PR #707, opened 2025-12-08
[BMS] StageNet with Attention

Logiquo:

**Contribution Type**: Model

**Description**
Create a new model *StageNet with Attention*, with MHA layers inserted between SA-LSTM and SA-CNN.

**Files to Review**
pyhealth/models/stagenet_mha.py
tests/core/test_stagenet_mha.py

### DIFF
--- a/pyhealth/models/stagenet_mha.py
+++ b/pyhealth/models/stagenet_mha.py
@@ -12,11 +12,11 @@ from .embedding import EmbeddingModel
 
 
 class StageNetAttentionLayer(nn.Module):
-    """StageNet layer.
+    """StageNetAttention layer.
 
     Paper: Stagenet: Stage-aware neural networks for health risk prediction. WWW 2020.
 
-    This layer is used in the StageNet model. But it can also be used as a
+    This layer is used in the StageAttentionNet model. But it can also be used as a
     standalone layer.
 
     Args:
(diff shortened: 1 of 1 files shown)


pyhealth/models/stagenet_mha.py
```diff
@@ -0,0 +1,703 @@
...
+import torch.nn as nn
+
+from pyhealth.datasets import SampleDataset
+from pyhealth.models import BaseModel
+from pyhealth.models.utils import get_last_visit
+
+from .embedding import EmbeddingModel
+
+
+class StageNetLayer(nn.Module):
```
jhnwu3: We should probably rename this to StageNetAttentionLayer to make it clear we're doing attention-based stagenet.

pyhealth/models/stagenet_mha.py
```diff
@@ -0,0 +1,703 @@
...
+        distance = torch.stack(distance)
+
+        key_padding_mask = None
+        if mask is not None:
+            key_padding_mask = (mask == 0).to(device=device, dtype=torch.bool)
+
+        attn_output, _ = self.mha(
+            hidden_seq, hidden_seq, hidden_seq, key_padding_mask=key_padding_mask
+        )
+        attn_output = self.attn_norm(attn_output + hidden_seq)
```
jhnwu3, line 266: Is it possible to hook the attention scores from self.mha here? This way, we can pull out the attention weights visualization + its gradients for both attention-grad visualization/ interpretability approach. It would be cool to see how AttentionGrad, DeepLift, and GIM compare 

Transformer hooks (ver. might not be required) https://github.com/sunlabuiuc/PyHealth/blob/master/pyhealth/models/transformer.py 
and 
https://github.com/sunlabuiuc/PyHealth/blob/master/pyhealth/interpret/methods/chefer.py

Chefer's attribution approach method.

The goal is to be able to visualize each feature's tokens contribution. We may need to rewrite later how we process the StageNet task to support more granular lab events support (i.e instead of a 10 vector, we give each lab event its own embedding).

jhnwu3 (changes requested):
Can we also add it to the docs/?

I think it makes sense to stack attention between each RNN pass. So it's probably good enough here. We just need to rename the StageNet layer and also check that we can pull out both the attention scores and its gradients for the attn-grad visualizations.

PR #715, opened 2025-12-08
Adding example use case of mimic4

kimpossible6:
1. uiuc-598 dlh group project - ziweim2, yilin17 
2. What type of contribution you are making: example use case
3. demonstrates how to load the MIMIC-IV dataset, apply the
`Readmission30DaysMIMIC4` task, split the sample dataset by patients,
and inspect a batch of features
4. replace the dir path and run


jhnwu3:
redundant, closed.

PR #721, opened 2025-12-08
Fairlearn Metrics on MIMIC-III

Fahad-Z:
Fairness metric testing of PyHealth RNN readmission prediction model using the Synthetic MIMIC-III dataset. Synthetic sensitive attributes are used for baseline auditing purposes and to align with the goals of the original research of FAMEWS. Must install Fairlearn and  PyHealth before running.


jhnwu3:
Closed, will still get credit for course.

PR #722, opened 2025-12-08
Add reproduction of Zhang et al. (2024) Adaptive Learning HAR

ritwikbiswas:


Logiquo:
Could you split the dataset & model into pyhealth corresponding directory, and add necessary tests?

****************

What are the lines of the data above that include the string "blob"? Copy them.

→ Reply to the task
Transformer hooks (ver. might not be required) https://github.com/sunlabuiuc/PyHealth/blob/master/pyhealth/models/transformer.py 
https://github.com/sunlabuiuc/PyHealth/blob/master/pyhealth/interpret/methods/chefer.py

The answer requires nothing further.